# Synching speed and position using VFD's



## HARRY304E (Sep 15, 2010)

mrt19 said:


> I have a production line that contains 3 separate pieces of equipment, let’s call them A, B, and C. Parts are transferred from A to B and then from B to C. Each is driven by its own separate motor controlled by their own Siemens VFD motor drive. A and B are synched speed and position using a 3rd device called a Synchron Controller made by a German company Mall+Herlan model Gleichlaufregler GLR 2.1. This works good for speed and position for A to B where B is the master and A is the slave. Its takes an analog speed input from B drive, outputs an analog speed to A drive, uses 2 input pulses one each from A and one from B, 1 pulse equals 1 cycle. Drive B is set up to run at a constant speed while drive for A uses the analog output from the synchron controller to adjust the speed. It uses the inputs to position them in time.
> I need to do this for B to C. Currently, B and C are not synched up but I need to synch them for better production and to reduce scrap. Has anyone ever heard of the Synchron Controller mentioned above, I don’t have any info nor can I find anything on the internet about it? Does anyone know of something I can use that does the same thing? Having a hard time finding anything that does not use encoders.
> The line runs 84 pieces per minute so it’s not that fast. Is there a better easy way to do this? The entire line is controlled by a Siemens S7-400 plc but it does not have analog output module.

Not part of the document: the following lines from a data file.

PR #4718, opened 2026-08-23
feat(banners): add a never-return dismiss policy and use it for QBTC claim

### LINKED ISSUE #4713: [Add] Per-banner dismiss policy: never-return vs return [Home banners]
# [Add] Per-banner dismiss policy: never-return vs return [Home banners]

## Problem
Ops needs to assign, per home promo banner, whether a dismiss is forever or the banner comes back. Windows/extension today only has TTL in `bannerDismissalTtl`:

- buyVultPromo / rujiraStaking / vaultBackup / referralCode / kamino: 7d
- followOnX / migrate / agentNavigationCoachmark: 15d

Every dismiss returns. There is no never-return rule, and the assignment is code-only.

## Solution
Add a never-return policy next to TTL (e.g. `Infinity` or a separate rule map). Keep the assignment in `dismissedBanners.tsx`, not in the carousel. When the campaign admin (notification #34) serves a policy, honor it; until then keep today's hardcoded TTLs.

Visual restyle already shipped in #4680 / PR #4684.

### Must Do
- [ ] Per-banner policy supports never-return as well as TTL
- [ ] Permanent dismissals persist (desktop + extension storage) and never expire
- [ ] Honor remote policy from notification #34 when present; hardcoded fallback otherwise
- [ ] Unit coverage: permanent stays hidden, TTL still expires, legacy array migration still works

### Must NOT Do
- Don't restyle the banners here (#4680 is done)
- Don't change existing TTL lengths unless product assigns new values on this ticket
- Don't add a Kamino destination here (#4685)

### Out of Scope
- The admin tab itself (notification #34)

## Acceptance Criteria
- [ ] A banner assigned never-return stays hidden after dismiss across launches
- [ ] TTL banners still resurface after their interval
- [ ] Extension and desktop storage both preserve the same behavior

Siblings: iOS (next) · Android (next) · Admin tab https://github.com/vultisig/notification/issues/34

Ehsan-saradar:
## Problem

Home promo banners only supported a TTL dismissal, so every dismissed banner eventually came back. Ops needs to mark a campaign as dismissed for good — see #4713.

## Change

- `bannerDismissalTtl: Record<BannerId, number>` becomes `bannerDismissPolicy: Record<BannerId, BannerDismissPolicy>`, a record union `{ ttl: number } | { permanent: null }`.
- `isBannerDismissed` branches on it with `matchRecordUnion`, so a third policy kind can't be added silently.
- It sits next to `bannerDismissScope` from #4770 and the two compose cleanly: the **scope** picks which record a dismissal is read from (`global` vs `byVault`), the **policy** decides whether that dismissal has expired.

## `qbtcClaim` is the never-return banner

Its entry in `main` carried this comment:

> *Deliberately a TTL rather than a permanent dismissal: this banner is gated on the current vault, but the dismissal is stored per profile (#4769), so a dismissal on a vault with nothing to claim would otherwise hide the banner for good on a vault that does have claimable UTXOs.*

That constraint is gone: #4769 is closed and #4770 scoped dismissals to the vault. The claim also keeps its own entry point on the QBTC chain page (`QbtcClaimSection`), so a closed card has nothing to come back for.

This matches what the siblings shipped — Android vultisig/vultisig-android#5709 (through the policy, as here) and iOS vultisig/vultisig-ios#5278. **Every other banner keeps the TTL it had.**

## Remote policy

The ticket asked to honor a policy served from vultisig/notification#34. That is settled, not pending: on vultisig/notification#33 @johnnyluo ruled it out — *"notification is optional, user can turn it off, and for windows app / extensions, it doesn't have the same notification system like iOS and android... no changes on the notification service"*.

So there is no contract to honor. iOS (vultisig/vultisig-ios#5261) and Android (vultisig/vultisig-android#5681) reached the same conclusion and shipped the hardcoded assignment. The optional `policy` input stays as the seam should that ever change.

## Notes

**No storage change was required.** Both backends — desktop `persistentStorage` and extension `chrome.storage` — already persist `dismissedAt` indefinitely. What made banners return was purely the in-memory comparison, so a permanent dismissal survives relaunch on both platforms with no storage work.

## Testing

`dismissedBanners.test.ts`: 21 tests green. Added coverage for a permanent dismissal outlasting a 3650-day gap, a permanent-policy banner never dismissed still showing, per-banner policy isolation, a permanent policy over a migrated legacy dismissal, and `qbtcClaim` specifically — hidden for good on its own vault, still showing on another. Verified they bite: reverting `qbtcClaim` to a TTL fails the QBTC test.

`yarn test`: 1527 tests green. One unrelated file fails to load (`keysignPayload/build.test.ts` — a missing `@vultisig/core-chain/chains/ton/comment` specifier from a stale package build), and `yarn typecheck` / `yarn validate-public` report 20 errors and a missing `mnta.png` — all reproduced identically on a clean `origin/main`.

Closes #4713

## Summary by CodeRabbit

- **New Features**
  - Banner dismissal behavior now supports both time-limited and permanent dismissals.
  - Different banners can use different dismissal policies, including permanent dismissal for selected banners.
  - Existing dismissal records continue to be recognized under the updated behavior.

- **Bug Fixes**
  - Improved handling of expired, never-dismissed, and migrated banner dismissals.
  - Corrected vault-scoped dismissal behavior for applicable banners.
  - Improved consistency when applying dismissal rules across banners.

### DIFF
--- a/core/ui/storage/dismissedBanners.test.ts
+++ b/core/ui/storage/dismissedBanners.test.ts
@@ -2,12 +2,31 @@ import { convertDuration } from '@vultisig/lib-utils/time/convertDuration'
 import { describe, expect, it } from 'vitest'
 
 import {
-  bannerDismissalTtl,
+  BannerDismissPolicy,
+  bannerDismissPolicy,
+  BannerId,
   DismissedBanners,
   isBannerDismissed,
   migrateDismissedBanners,
   recordBannerDismissal,
 } from './dismissedBanners'
+
+const ttlOf = (id: BannerId) => {
+  const policy = bannerDismissPolicy[id]
+
+  if (!('ttl' in policy)) {
+    throw new Error(`Expected a TTL policy for ${id}`)
+  }
+
+  return policy.ttl
+}
+
+const permanentPolicy = (
+  id: BannerId
+): Record<BannerId, BannerDismissPolicy> => ({
+  ...bannerDismissPolicy,
+  [id]: { permanent: null },
+})
 
 const now = convertDuration(100, 'd', 'ms')
 
@@ -68,7 +87,7 @@ describe('isBannerDismissed', () => {
   })
 
   it('keeps the banner dismissed while within its TTL', () => {
-    const dismissedAt = now - bannerDismissalTtl.buyVultPromo + 1
+    const dismissedAt = now - ttlOf('buyVultPromo') + 1
 
     expect(
       isBannerDismissed({
@@ -81,7 +100,7 @@ describe('isBannerDismissed', () => {
   })
 
   it('ignores the dismissal once the TTL has elapsed', () => {
-    const dismissedAt = now - bannerDismissalTtl.buyVultPromo
+    const dismissedAt = now - ttlOf('buyVultPromo')
 
     expect(
       isBannerDismissed({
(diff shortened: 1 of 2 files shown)


Ehsan-saradar:
@coderabbitai full review

johnnyluo (approved):
LGTM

Just think adding a 3rd controller between B and C would be least expensive and easiest.
> Any help or advice on the subject would be greatly appreciated.

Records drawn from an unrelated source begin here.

Issue #4599, opened 2026-08-10
Set/change passcode commits ciphertext before the proof that unlocks it — one mis-click bricks a vault


realpaaao:
**Stopgap.** The migration in the standard-conformance issue removes this failure mode entirely, but that will take time to build and ship. Until it lands, a single mis-click can permanently brick a vault. This issue is the immediate mitigation.

## The window

`useSetPasscodeMutation.ts:41-48` and `changePasscode.ts:48-55`:

```ts
await updateVaultsKeyShares(vaultsKeyShares)          // durable write #1: ciphertext
await refetchQueries([StorageKey.vaults])             // await point, N vaults
setPasscode(passcode)
await setPasscodeEncryption({ encryptedSample })      // durable write #2: the unlock proof
```

`encryptedSample` is the **only** artifact that makes the app ask for a passcode (`passcodeEncryption.tsx:37-41`) and the only thing that validates one (`EnterPasscode.tsx:70-84`). It lives in a different storage key from the shares — extension: two independent `chrome.storage.local.set` calls; desktop: SQLite vs localStorage. No transaction spans them.

**Repro A (extension, one click):** 3 vaults, no passcode. Set a passcode. `encryptWithPasscode` runs 600k PBKDF2 per vault, so the mutation is airborne ~1s. Click anywhere outside the popup — Chrome tears the JS context down instantly. Land between the two writes → storage holds `VLT\x02` ciphertext and `passcodeEncryption: undefined`. Reopen: no lock screen, `passcode === null`, ciphertext handed downstream as if it were the share. Every sign fails forever; setting a passcode again double-encrypts.

**Repro B (change passcode):** land mid-way → shares under the **new** passcode, sample still validating the **old**. The lock screen accepts only the old code; decryption then throws, `currentVault.tsx:84-88` swallows it and serves ciphertext. Neither passcode opens the vault.

`useDisablePasscodeMutation.ts:34-37` has the right ordering by luck (plaintext first, then clear the flag), so its crash window degrades safely. Set/change are the mirror image.

## Desktop is worse

[...]

PR #4719, opened 2026-08-23
fix: never discard a completed keygen share when auto-locked

### LINKED ISSUE #4598: A keygen/reshare completing while auto-locked discards the new key share — permanent loss on a 2-of-2
Found by the 2026-08 passcode audit. **A vault-creating ceremony that finishes while the app is auto-locked throws the new key share away.**

`core/ui/vault/mutations/useCreateVaultMutation.ts:40-52`:

```ts
const vaultToCreate = hasPasscodeEncryption
  ? { ...input, ...(await encryptVaultAllKeyShares({ ..., key: shouldBePresent(passcode) })) }
  : input
const vault = await createVault(vaultToCreate)   // never reached if passcode is null
```

`PasscodeAutoLock.tsx:73-75` sets `passcode` to `null` on the timer (minimum interval **1 minute**, `passcodeAutoLock.tsx:8`) while `hasPasscodeEncryption` stays `true`. `KeygenFlow.tsx:117` mounts `SaveVaultStep` the instant the ceremony resolves, and `SaveVaultStep.tsx:37-39` fires the save from a `useEffect` with **no retry** and no re-fire when `passcode` later becomes non-null. All four operations route here: `create`, `reshare`, `keyimport`, `singleKeygen` (`KeygenFlow.tsx:143-148`).

## Repro

Vault list has a passcode, auto-lock = 1 min. Start a secure-vault **reshare** — the ceremony waits on the peer device / QR scan, so this window goes untouched for >60s. Auto-lock fires. DKLS completes, `SaveVaultStep` mounts, `shouldBePresent(passcode)` throws → `failed_to_save_vault` with a single **Back** button.

The peers and VultiServer have **already committed** the reshared share set. This device's new share existed only in `keygenMutationState.data` and is destroyed on unmount. The local share is now non-cosignable with the reshared peers. For a 2-of-2 fast vault that is **permanent loss of funds**.

## Fix

A completed ceremony's share must never be discarded because the app is locked. Either hold auto-lock for the duration of a ceremony, or persist the share and defer any encryption step — under vultisig/vultisig-sdk#1838 there is no encryption step at all, which removes the coupling entirely.

Note this is the same class as vultisig-android#5548. iOS is clean here because it seals before signalling completion to peers.

## Acceptance criteria

- [ ] A ceremony completing while locked persists its share
- [ ] Auto-lock cannot fire between ceremony completion and share persistence
- [ ] Regression test for reshare specifically (the longest unattended window)

Ehsan-saradar:
## Description

A keygen/reshare ceremony can sit past the passcode auto-lock interval waiting on peer devices. If the lock fired in that window, `useCreateVaultMutation` read the nulled passcode and threw before `createVault` ran, discarding the only local copy of the new key share — while the peers had already committed the reshared set. For a 2-of-2 fast vault that is permanent loss of funds.

Fixes #4598

Two layers, matching the acceptance criteria:

- **Auto-lock cannot fire during a keygen flow.** Every keygen flow (create, reshare, keyimport, singleKeygen, plugin reshare, and the joining device) already mounts `KeygenOperationProvider` at flow entry, so that provider now holds the auto-lock via a ref-counted `PasscodeAutoLockHold` for as long as the flow is mounted — all existing mount sites and any future flow inherit the hold for free. While held, `PasscodeAutoLock` defers the timer instead of clearing the passcode; the lock lands at most one interval after the flow unmounts.
- **A ceremony completing while locked persists its share.** `SaveVaultStep` no longer fires a save that is guaranteed to throw: with the passcode gone it waits (the unlock prompt is already on screen) and re-fires the moment the passcode returns. Any future regression in the hold degrades to "user asked to unlock" instead of a destroyed share.

Regression test (reshare specifically, the longest unattended window) follows the #4599 crash-test pattern — real vault mutations, real PBKDF2 cipher, real extension storage adapters: the hold survives three idle lock intervals and locks after the flow unmounts; a reshare completing while locked defers, then persists the new share sealed and decryptable on unlock.

**Tradeoff, stated explicitly:** the hold is unbounded while a keygen screen is mounted, so a reshare QR left open keeps the app unlocked past the configured auto-lock. Entering the flow is a deliberate act, and the `SaveVaultStep` backstop means a lock that does fire can no longer cost a share. A time cap on the hold is easy to add later if wanted.

## Which feature is affected?
- [x] Create vault ( Secure / Fast) - Please ensure you created a Secure vault & fast vault

## Checklist

## Additional context

- Cross-platform status (android#5548 same class, iOS clean, SDK spec sdk#1838) is tracked in the issue itself.
- Validation: new tests 4/4, full extension unit suite 603/603, core/ui keygen/passcode/vault tests green, lint and knip clean. `yarn typecheck` carries 80 pre-existing errors on `main` (installed `@vultisig/core-chain` missing the new kamino modules) — identical count with and without this change, none in touched files.
- Manual verification still worth doing: a secure-vault reshare left waiting >1 min with auto-lock set to 1 minute should complete and persist; I could not co-sign a secure ceremony myself.

- **Agent**: Claude Code
- **Issue**: #4598
- **Confidence**: high
- **Needs human review for**: the auto-lock hold tradeoff (app stays unlocked while a keygen screen is mounted)

## Summary by CodeRabbit

* **New Features**
  * Auto-lock now pauses during active key-generation and resharing flows.
  * Vault saves wait for passcode unlock when encryption is required, preventing reshared key data from being discarded.

* **Bug Fixes**
  * Improved reliability of vault saves during passcode auto-lock.
  * Added regression coverage for deferred and immediate save scenarios.

### DIFF
--- a/clients/extension/tests/unit/keygenWhileAutoLocked.test.tsx
+++ b/clients/extension/tests/unit/keygenWhileAutoLocked.test.tsx
@@ -1,0 +1,323 @@
+// @vitest-environment happy-dom
+/**
+ * Regression tests for
+ * https://github.com/vultisig/vultisig-windows/issues/4598: a keygen/reshare
+ * ceremony completing while the passcode auto-lock has fired used to throw
+ * away the new key share — the save mutation read the live (nulled) passcode
+ * and threw before persisting anything, while the peers had already committed
+ * the reshared share set.
+ *
+ * Two guarantees are pinned down, for the reshare operation specifically (the
+ * longest unattended window):
+ *
+ * - the auto-lock defers while a keygen flow is mounted, so the passcode is
+ *   still in hand when the ceremony completes
+ * - even with the passcode gone, `SaveVaultStep` defers the save until unlock
+ *   instead of firing a mutation that discards the share's only copy
+ *
+ * The save path below `SaveVaultStep` is production code: the real vault
+ * mutations, the real PBKDF2 passcode cipher, and the real extension storage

Bump! Welcome to ET...:thumbup:


----------



## KennyW (Aug 31, 2013)

If the synchron works well for you I don't see much reason to reinvent the wheel. 

That said if you were to control the speed of the drives via Profibus or whatever network you like, you could certainly use the plant PLC to sync the drives by bringing the sync pulses into the PLC. You would control the speed via the network insteasd of an analog output. 

Whatever you do though if it were my plant I would make them all the same. There's nothing worse than a plant where every single part is a unique snowflake. 

A standardized plant with consistent control methods is a reliable plant that maintenance stands a chance of keeping running. Just my opinion.


----------



## JRaef (Mar 23, 2009)

KennyW said:


> If the synchron works well for you I don't see much reason to reinvent the wheel.
> 
> That said if you were to control the speed of the drives via Profibus or whatever network you like, you could certainly use the plant PLC to sync the drives by bringing the sync pulses into the PLC. You would control the speed via the network insteasd of an analog output.
> 
> ...


I agree with everything except the first line, only because you already KNOW that you have zero support on the existing product, and now you are going to try to stretch the functionality. In my experience, that generally ends up being a colossal waste of time and you end up going with plan B anyway. 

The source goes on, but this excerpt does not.